▶ Your instructions
Make an exact copy of the lines starting at the top of the listing below and ending at the line that contains "But because it's", inclusive.

>>>>

PR #293, opened 2021-09-19
Use local variable instead of instance variable to store the current thread client

st0012:
In the current design, thread clients' relationship with the debugger session looks like this

```
<---------------------------------- Session ---------------------------------->
<----- event (TC-1) ----> <----- event (TC-2) -----> <----- event (TC-1) ----->
```

It always comes with an event and doesn't stay in the session after the event is processed.

But because it's currently stored in the session's instance variable `@tc`, we need to manage its state manually to make sure 
1. it's assigned before an event is started
2. it's cleared after the event is finished

https://github.com/ruby/debug/blob/07c1a7c23881b7c4ce1ba953762ebf4c5e18a4d4/lib/debug/session.rb#L296-L298
https://github.com/ruby/debug/blob/07c1a7c23881b7c4ce1ba953762ebf4c5e18a4d4/lib/debug/session.rb#L1344-L1353

Also, its availability is not guaranteed when processing different commands. For example, if the command is `step`, the `@tc` will be `nil` (reseted by `restart_all_threads`) until the next event sets its thread client. But if the command is `bt`, `@tc` will be remain unchanged.

```
<---------------------------------- Session -------------------------------->
<-------------- step cmd ------------> <-------------- bt cmd --------------> 
<--- @tc (TC-1) ---> <-- @tc (nil) --> <------------ @tc (TC-2) ------------>
```

Although none of these behaviors are causing issues, I think by making it a local variable we can:
- save the work to manage the ivar's state and avoid future bugs.
- make thread client's availability clear just by reading the code.

### DIFF
--- a/test/debug/thread_test.rb
+++ b/test/debug/thread_test.rb
@@ -4,43 +4,49 @@ require_relative '../support/test_case'
 
 module DEBUGGER__
   class ThreadTest < TestCase
+    POSSIBLE_STATES = "(sleep|run)"
+
     def program
       <<~RUBY
-     1| Thread.new do
-     2|   i = 0
-     3|   while true do
-     4|     i += 1
+     1| def fib(n)
+     2|   first_num, second_num = [0, 1]
+     3|   (n - 1).times do
+     4|     first_num, second_num = second_num, first_num + second_num
      5|   end
-     6| end
-     7| sleep 0.1
-     8| binding.b
+     6|   first_num
+     7| end
+     8|
+     9| Thread.new do
+    10|   fib(1_000_000)
+    11| end
+    12|
+    13| sleep(0.1)
+    14| binding.b
       RUBY
     end
 
-    def test_prints_all_threads
+    def test_prints_all_threads_and_can_switch_to_another_one
       debug_code(program) do
         type 'c'
         type 'thread'
         assert_line_text(
           [
-            /--> #0 \(sleep\)@.*:8:in `<main>'/,
-            /#1 \(sleep\)/
+            /--> #0 \(#{POSSIBLE_STATES}\)@.*:\d+:in `<main>'/,
+            /#1 \(#{POSSIBLE_STATES}\)/
           ]
         )
-        type 'q!'
-      end
-    end
 
-    def test_switches_to_the_other_thread
-      debug_code(program) do
-        type 'c'
-        type 'thread 1'
-        assert_line_text(
-          [
-            /#0 \(sleep\)@.*:8:in `<main>'/,
-            /--> #1 \(sleep\)/
-          ]
-        )
+        # currently there's no easy way to make sure that a thread will be "under control" (can be switched to) consistently
+        if false
+          type 'thread 1'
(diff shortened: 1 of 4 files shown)


test/debug/thread_test.rb
```diff
@@ -0,0 +1,54 @@
...
+          ]
+        )
+
+        # currently there's no easy way to make sure that a thread will be "under control" (can be switched to) consistently
+        if false
+          type 'thread 1'
+          assert_line_text(
+            [
+              /#0 \(#{POSSIBLE_STATES}\)@.*:\d+:in `<main>'/,
+              /--> #1 \(#{POSSIBLE_STATES}\)/
```
st0012, line 45: @ko1 I've tried various approaches but I can't find a way to make sure a thread is in the `under control` state, no matter it's running or sleeping. So I need to skip this case first to avoid randomly breaking tests.

ko1:
> In the current design, thread clients' relationship with the debugger session looks like this
> 
> ```
> <---------------------------------- Session ---------------------------------->
> <----- event (TC-1) ----> <----- event (TC-2) -----> <----- event (TC-1) ----->
> ```

Sorry I can't understand the chart. How to read it?

st0012:
```
<---------------------------------- Session ---------------------------------->
<----- event (TC-1) ----> <----- event (TC-2) -----> <----- event (TC-1) ----->
```

`event` means events from `@q_evt.pop` and the y-axis is time. I want to demonstrate that when the session handles several events in `session_server_main`, each event can come with different thread clients.

ko1:
>  y-axis is time

So do `Session` and 3 events come at same time?

I'm not sure (1) why there are two events from TC-1 at the same time (2) why session is finished.

st0012:
@ko1 that's a typo 🤦‍♂️ I meant x-axis is time, sorry.

ko1:
Ah, I see.

Your opinion is, using local variables is cleaner than using ivars. Let me consider about that.

ko1:
Now, I'm thinking current ivar approach is better because most of methods are limited run in session server and there is no danger to introduce wrong ivar (`@tc`). In other words, if wrong `@tc` is set and run, it should be bug.

This assertion (methods should run only in session server) should be guaranteed by the code.

st0012:
@ko1 I know it'd be a bug if `@tc` is incorrectly set. The problem is, because it's an instance variable, it's not easy to track its status change and debug. 

For example, `restart_all_threads` would set `@tc = nil`. So if you call a method that implicitly relies on `@tc`, like `repl_add_breakpoint`, after `restart_all_threads` is called, it'll raise `NoMethodError`. 
This means that there are ordering dependencies between session helpers, like

```rb
# this would work
step_command
repl_add_breakpoint

# this would break
repl_add_breakpoint
step_command
```

I can see myself getting bitten by this kind of implicit ordering when developing features in the future. (I spotted this when experimenting with TUI support).

So the idea is that if we can make `tc` a local variable and pass it around as an explicit dependency of helpers, it'll be easy to spot future problems.

Issue #298, opened 2021-09-23
Ruby 3.0.2 claims to ship 0.1.0 but 0.1.0 gem has been yanked


headius:
This is an out of sync gem change. It is not possible to install the same debug gem as shipped with Ruby 3.0.2.

https://github.com/ruby/ruby/blob/ruby_3_0/lib/debug.gemspec#L3

The 0.1.0 gem has been yanked.

headius:
The resolv library has a few tweaks for JRuby that may or may not be things we can fix.

Diffs are here: https://gist.github.com/headius/6508dfe066630bfa42e4d53b70c9c72e

hsbt:
I yanked debug-0.1.0 because it's the different implementation with ruby/debug. I will backport debug-0.2.0 to Ruby 3.0.3 at https://github.com/ruby/ruby/pull/5104/commits/b5e338f97e264aee7ecd87616838a63ad06f85d3.

You can use debug-0.2.0 at https://github.com/ruby/debug/releases/tag/v0.2.0

PR #301, opened 2021-09-23
Support JRuby and update from CRuby 3.0

headius:
This contains changes to support JRuby:

* Mask out continuation usage
* Mask out iseq usage

It also contains changes to align with CRuby 3.0.2, which claims to ship 0.1.0 (#298) but does not actually do so.

* "expand filenames in breakpoints" from https://github.com/ruby/ruby/commit/ed5d032ea33a465fd7152a236a4aca0ff5653bf3
* doc fixes from https://github.com/ruby/ruby/commit/1819652578e8f9fe3606f7a716ec4e427fc55f0a

Once this is merged it should be released as 0.2.1 and Ruby 3.x should update to use that version.

### DIFF
--- a/lib/debug.rb
+++ b/lib/debug.rb
@@ -3,8 +3,6 @@
 # Copyright (C) 2000  Information-technology Promotion Agency, Japan
 # Copyright (C) 2000-2003  NAKAMURA, Hiroshi  <nahi@ruby-lang.org>
 
-require 'continuation'
-
 if $SAFE > 0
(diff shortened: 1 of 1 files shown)


hsbt:
@headius You hope to release v0.2.1 with this patch?

hsbt:
I've requested v0.2.1 to Ruby 3.0.3 with this changes. Thanks!

headius:
Thank you! I will update our default version of debug for JRuby 9.4.

PR #154, opened 2018-03-04
Enable ssl for scale test which includes:

noah8713:
1. HVs ovn-controller talk to southbound db via ssl on port 6642
2. Starting and setting of southbound and northbound dbs with pssl on ports
   6642 and 6641 respectively.


rally_ovs/plugins/ovs/deployment/engines/ovs/ovs-sandbox.sh
```diff
@@ -650,31 +655,67 @@ OVN_SB_DB=unix:$sandbox/db-sb.sock; export OVN_SB_DB
...
+                    --pidfile=$prog_name.pid \
+                    --unixctl=$prog_name.ctl \
+                    -vconsole:off -vsyslog:off -vfile:info \
+                    --log-file=$prog_name.log \
+                    --remote="p$OVN_SB_DB" \
+                    --remote=db:Open_vSwitch,Open_vSwitch,manager_options \
+                    conf-sb.db ovnsb.db
+                pid=`cat $sandbox_name/$prog_name.pid`
+                mv $sandbox_name/$prog_name.ctl $sandbox_name/$prog_name.$pid.ctl
+            fi
```
hzhou8, line 718: Could you abstract the different part only, instead of a big if-else block?

rally_ovs/plugins/ovs/deployment/engines/ovs/ovs-sandbox.sh
```diff
@@ -694,19 +735,35 @@ EOF
...
     # Initialize database.
     if $controller ; then
-        init_ovsdb_server "ovsdb-server-nb" $OVN_NB_DB
-        init_ovsdb_server "ovsdb-server-sb" $OVN_SB_DB
+        if $enable_ssl ; then
+            tar -xzvf certs.tar.gz
+            abs_path=`pwd`/certs
+            ovn-nbctl set-ssl $abs_path/ovnnb-privkey.pem  $abs_path/ovnnb-cert.pem \
+                $abs_path/cacert.pem
+            ovn-nbctl set-connection pssl:6641:127.0.0.1
```
hzhou8, line 743: why 127.0.0.1? Rally may need to access NB remotely.

rally_ovs/plugins/ovs/deployment/engines/ovs/ovs-sandbox.sh
```diff
@@ -694,19 +735,35 @@ EOF
 
     # Initialize database.
     if $controller ; then
-        init_ovsdb_server "ovsdb-server-nb" $OVN_NB_DB
-        init_ovsdb_server "ovsdb-server-sb" $OVN_SB_DB
```
hzhou8, line 698: Why init_ovsdb_server is not needed?

rally_ovs/plugins/ovs/scenarios/sandbox.py
```diff
@@ -159,10 +160,16 @@ def _create_sandbox(self, sandbox_create_args):
...
+                if ssl:
+                    cmd = "./ovs-sandbox.sh --ovn --controller-ip %s \
+                                 --host-ip %s/%d --device %s --ssl" % \
+                          (controller_ip, host_ip, sandbox_cidr.prefixlen,
+                           net_dev)
+                else:
+                    cmd = "./ovs-sandbox.sh --ovn --controller-ip %s \
+                                 --host-ip %s/%d --device %s" % \
+                             (controller_ip, host_ip, sandbox_cidr.prefixlen,
+                                    net_dev)
```
hzhou8, line 172: please abstract out the different part only (--ssl)

hzhou8 (changes requested):

rally_ovs/plugins/ovs/deployment/engines/ovs/ovs-sandbox.sh
noah8713: So by default it will be localhost where we are setting up controller sandbox. We are not using cluster here. Hence when we run all the nbctl commands too , we source sandbox rc and do it. Once we introduce to spin up clustered db, we can leverage the actual IPs. Not needed now.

<<<<

▶ Your solution
PR #293, opened 2021-09-19
Use local variable instead of instance variable to store the current thread client

st0012:
In the current design, thread clients' relationship with the debugger session looks like this

```
<---------------------------------- Session ---------------------------------->
<----- event (TC-1) ----> <----- event (TC-2) -----> <----- event (TC-1) ----->
```

It always comes with an event and doesn't stay in the session after the event is processed.

But because it's currently stored in the session's instance variable `@tc`, we need to manage its state manually to make sure 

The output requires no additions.